# Response: Spare Time Hobbies - Airbrushing



## RehabRalphy (Dec 6, 2007)

In my spare time, which little that I have, I enjoy airbrushing. Started a few years ago and progressed overtime. I first started airbrushing canvas, then moved up to motorcycle helmets, now automobiles.

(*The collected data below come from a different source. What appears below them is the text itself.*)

PR #2162, opened 2018-05-18
Test suite: explicitly ignore irrelevant warnings

### LINKED ISSUE #2161: Regression: Dataset.update(Dataset)
Dataset().update(Dataset())

 

FutureWarning: iteration over an xarray.Dataset will change in xarray v0.11 to only include data variables, not coordinates. Iterate over the Dataset.variables property instead to preserve existing behavior in a forwards compatible manner.

This is a regression in xarray 0.10.4.
@shoyer this isn't serious enough to warrant an immediate release on its own, but we're already doing one so we might as well include it.

shoyer:
Includes silencing two warnings that show up in xarray's public API:

1. `Dataset.update(Dataset)` #2161
2. `.equals()` with scalar timedelta64/datetime64 arrays containing NaT:

```
In [1]: import numpy as np

In [2]: import xarray as xr

In [3]: array = xr.DataArray([np.datetime64('NaT')])

In [4]: array[0].equals(array[0])
/Users/shoyer/dev/xarray/xarray/core/duck_array_ops.py:148: FutureWarning: In the future, 'NAT == x' and 'x == NAT' will always be False.
  flag_array = (arr1 == arr2)
Out[16]: True
```

Fixes #2161


shoyer:
@fujiisoup any thoughts?

Do you agree that we should have different behavior for overriding `coords` with `__setitem__` vs. `update()`?

fujiisoup:
I didn't notice that iterating over dataset gives a FutureWarning.

> Do you agree that we should have different behavior for overriding coords with __setitem__ vs. update()?

I actually do not yet understand well the difference between `ds.update(other)` and `ds.merge(other)`.

The docs says
> If any dimensions would have inconsistent sizes in the updated dataset.

`update` raises a ValueError, but it does not.
Maybe it should work identically with `xr.merge(other)`?

shoyer:
-[ ] make a decision on coordinate conflicts with `update()`

shoyer:
OK, updated to only silence the warning in `Dataset.update(Dataset)` (by refactoring the logic)

fujiisoup:
Do we update coordinates if other is Dataset?

shoyer:
Yes, if other is a Dataset coordinates get overwritten. We probably already
had test coverage for this, but I also added some explicit tests.

shoyer:
I plan to merge this shortly (with a day or two) unless anyone else has comments

xarray/core/merge.py
```diff
@@ -547,21 +547,24 @@ def dataset_merge_method(dataset, other, overwrite_vars, compat, join):
...
-    other = other.copy()
-    for k, obj in other.items():
-        if isinstance(obj, (Dataset, DataArray)):
-            # drop duplicated coordinates
-            coord_names = [c for c in obj.coords
-                           if c not in obj.dims and c in dataset.coords]
-            if coord_names:
-                other[k] = obj.drop(coord_names)
+    if not isinstance(other, Dataset):
+        other = OrderedDict(other)
```
fujiisoup: I am slightly wondering this behavior may change after we finally support #884, i.e. we will not include coordinates in `.key()`.

shoyer:
This line only applies to non-Dataset objects (see the isintance check on
the line above), so I think we are OK here.

fujiisoup:
I just missed this line. 
Thanks. 
LGTM.

PR #2163, opened 2018-05-18
Versioneer

### LINKED ISSUE #1300: git version label yields version in violation of PEP 440

jhamman:
- [x] Closes #1300 (in a more portable way)

This eliminates the need to edit `setup.py` before / after release and is a nice step towards simplifying xarray's release process.


doc/conf.py
```diff
@@ -102,7 +102,7 @@
 # built documents.
 #
 # The short X.Y version.
-version = xarray.version.short_version
+version = xarray.__version__.split('+')[0]
```
jhamman: this is the one change that worries me. It is possible people were relying on the `xarray.version` module...

dopplershift:
Versioneer has worked great for us. Cutting a release is triggered just by making a new release on GitHub.

shoyer:
Very nice!

I tested this out locally and it seems to properly with picking up new tags 👍

doc/conf.py
shoyer: If they were... then they will have to fix up their code.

Heres a few of my pieces of artwork.












































Need something painted? Give me a shout





Sorry for the crappy JPEG image. It totally messed up the quality when I saved that business card.


----------



## Mike (Dec 6, 2007)

Wow, very cool. Do you play guitar?


----------



## RehabRalphy (Dec 6, 2007)

I do


----------



## VARNYARD (Dec 6, 2007)

Have you tried a tegu yet Mike? Your work looks awesome!!


----------



## MMRR - jif (Dec 6, 2007)

Wow! nice work! The dragon guitar is hot! My son plays, more acoustic-Eric Clapton kind of stuff, but he'd like that. I'm impressed! You have a lot of talent. Have you ever considered becoming a tattoo artist?


----------



## Sammy (Dec 6, 2007)

Wow Mike. You truly have skills. 

I can draw a mean stick figure.....


----------



## DaveDragon (Dec 7, 2007)

Sammy said:


> Wow Mike. You truly have skills.
> 
> I can draw a mean stick figure.....


Awesome!!

I can barely draw a stick figure!


----------



## Swtbrat (Dec 7, 2007)

Awesome!

Doncha just love finding what people do beside talk about reptiles? :lol: 

Brat!


----------



## dorton (Dec 7, 2007)

Pretty awesome dude! Very talented work.


----------



## dicy (Dec 7, 2007)

looks good man


----------



## PuffDragon (Dec 7, 2007)

the dragon on the guitar is wicked


----------



## KoreanDeathKid (Dec 7, 2007)

that flaming skull is awesome, i take art and i still can't draw unless i have a picture in front of me


----------



## olympus (Dec 7, 2007)

Your work is real nice I draw also.


----------



## olympus (Dec 7, 2007)

see..


----------



## DaveDragon (Dec 7, 2007)

Very good!!!

You guys have way too much free time! Get married and have a few kids!


----------